[Dataset entries]
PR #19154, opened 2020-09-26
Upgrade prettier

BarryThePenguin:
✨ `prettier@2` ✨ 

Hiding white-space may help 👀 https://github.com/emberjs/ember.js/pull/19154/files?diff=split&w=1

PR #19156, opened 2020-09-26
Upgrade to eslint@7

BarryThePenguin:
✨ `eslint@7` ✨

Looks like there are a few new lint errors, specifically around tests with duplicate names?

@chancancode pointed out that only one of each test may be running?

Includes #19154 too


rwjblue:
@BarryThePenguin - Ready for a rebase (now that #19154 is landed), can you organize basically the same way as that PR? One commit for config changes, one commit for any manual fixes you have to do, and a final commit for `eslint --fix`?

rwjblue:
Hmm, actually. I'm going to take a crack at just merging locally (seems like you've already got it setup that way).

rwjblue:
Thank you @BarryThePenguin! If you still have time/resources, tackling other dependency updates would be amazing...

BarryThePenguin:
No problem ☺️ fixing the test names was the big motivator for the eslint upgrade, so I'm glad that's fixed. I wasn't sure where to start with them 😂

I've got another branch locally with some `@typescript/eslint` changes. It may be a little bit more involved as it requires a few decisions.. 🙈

--- Problem statement ---
Your job here is to copy the entries above exactly.

--- Response ---
PR #19154, opened 2020-09-26
Upgrade prettier

BarryThePenguin:
✨ `prettier@2` ✨ 

Hiding white-space may help 👀 https://github.com/emberjs/ember.js/pull/19154/files?diff=split&w=1

PR #19156, opened 2020-09-26
Upgrade to eslint@7

BarryThePenguin:
✨ `eslint@7` ✨

Looks like there are a few new lint errors, specifically around tests with duplicate names?

@chancancode pointed out that only one of each test may be running?

Includes #19154 too


rwjblue:
@BarryThePenguin - Ready for a rebase (now that #19154 is landed), can you organize basically the same way as that PR? One commit for config changes, one commit for any manual fixes you have to do, and a final commit for `eslint --fix`?

rwjblue:
Hmm, actually. I'm going to take a crack at just merging locally (seems like you've already got it setup that way).

rwjblue:
Thank you @BarryThePenguin! If you still have time/resources, tackling other dependency updates would be amazing...

BarryThePenguin:
No problem ☺️ fixing the test names was the big motivator for the eslint upgrade, so I'm glad that's fixed. I wasn't sure where to start with them 😂

I've got another branch locally with some `@typescript/eslint` changes. It may be a little bit more involved as it requires a few decisions.. 🙈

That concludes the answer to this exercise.